The number of lines in the entries below holding the word "Endpoints" is all that is needed here.
- Opening Delimiter -
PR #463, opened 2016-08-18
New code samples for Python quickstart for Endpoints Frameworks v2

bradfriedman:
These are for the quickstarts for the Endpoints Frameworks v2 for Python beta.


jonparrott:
- Closing Delimiter -
- Opening Delimiter -
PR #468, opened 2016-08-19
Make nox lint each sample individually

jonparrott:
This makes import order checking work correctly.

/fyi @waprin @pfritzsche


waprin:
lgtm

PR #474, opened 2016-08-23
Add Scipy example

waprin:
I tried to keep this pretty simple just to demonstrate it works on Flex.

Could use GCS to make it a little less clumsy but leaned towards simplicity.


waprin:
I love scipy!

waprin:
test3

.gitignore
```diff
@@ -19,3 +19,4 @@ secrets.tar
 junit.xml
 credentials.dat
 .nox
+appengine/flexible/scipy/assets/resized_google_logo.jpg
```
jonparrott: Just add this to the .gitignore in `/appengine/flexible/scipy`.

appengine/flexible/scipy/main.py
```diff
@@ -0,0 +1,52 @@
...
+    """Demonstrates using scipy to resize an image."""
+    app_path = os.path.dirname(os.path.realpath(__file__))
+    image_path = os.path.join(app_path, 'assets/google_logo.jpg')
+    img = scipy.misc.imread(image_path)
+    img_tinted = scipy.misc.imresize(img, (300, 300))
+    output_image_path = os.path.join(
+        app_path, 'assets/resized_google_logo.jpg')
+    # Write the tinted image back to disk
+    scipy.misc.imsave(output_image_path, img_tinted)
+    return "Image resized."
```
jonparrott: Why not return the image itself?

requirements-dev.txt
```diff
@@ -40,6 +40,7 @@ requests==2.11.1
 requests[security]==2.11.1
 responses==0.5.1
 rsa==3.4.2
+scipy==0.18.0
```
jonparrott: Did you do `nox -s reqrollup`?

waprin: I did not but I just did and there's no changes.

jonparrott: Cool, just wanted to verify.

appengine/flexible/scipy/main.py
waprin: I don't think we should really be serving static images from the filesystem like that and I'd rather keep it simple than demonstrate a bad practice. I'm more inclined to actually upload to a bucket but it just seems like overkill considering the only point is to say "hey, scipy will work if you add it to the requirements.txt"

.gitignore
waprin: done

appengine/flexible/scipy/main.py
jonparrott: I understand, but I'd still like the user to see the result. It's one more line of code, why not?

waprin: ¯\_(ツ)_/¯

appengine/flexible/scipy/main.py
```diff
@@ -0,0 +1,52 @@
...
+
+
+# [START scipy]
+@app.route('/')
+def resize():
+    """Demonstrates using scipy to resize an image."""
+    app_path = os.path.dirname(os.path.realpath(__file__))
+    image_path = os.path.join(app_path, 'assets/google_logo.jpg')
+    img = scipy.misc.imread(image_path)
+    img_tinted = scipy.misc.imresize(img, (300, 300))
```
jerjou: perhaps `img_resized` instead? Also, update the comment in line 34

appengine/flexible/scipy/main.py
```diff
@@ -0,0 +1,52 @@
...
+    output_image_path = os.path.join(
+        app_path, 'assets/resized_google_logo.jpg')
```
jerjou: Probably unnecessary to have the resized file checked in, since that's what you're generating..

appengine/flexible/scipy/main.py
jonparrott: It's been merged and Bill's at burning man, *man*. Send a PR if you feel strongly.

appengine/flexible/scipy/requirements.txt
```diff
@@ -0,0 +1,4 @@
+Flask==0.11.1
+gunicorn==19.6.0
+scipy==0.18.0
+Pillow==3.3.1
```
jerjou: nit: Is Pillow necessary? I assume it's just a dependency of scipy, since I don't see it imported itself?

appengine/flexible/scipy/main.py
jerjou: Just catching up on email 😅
- Closing Delimiter -
§ **WORKED SOLUTION**
2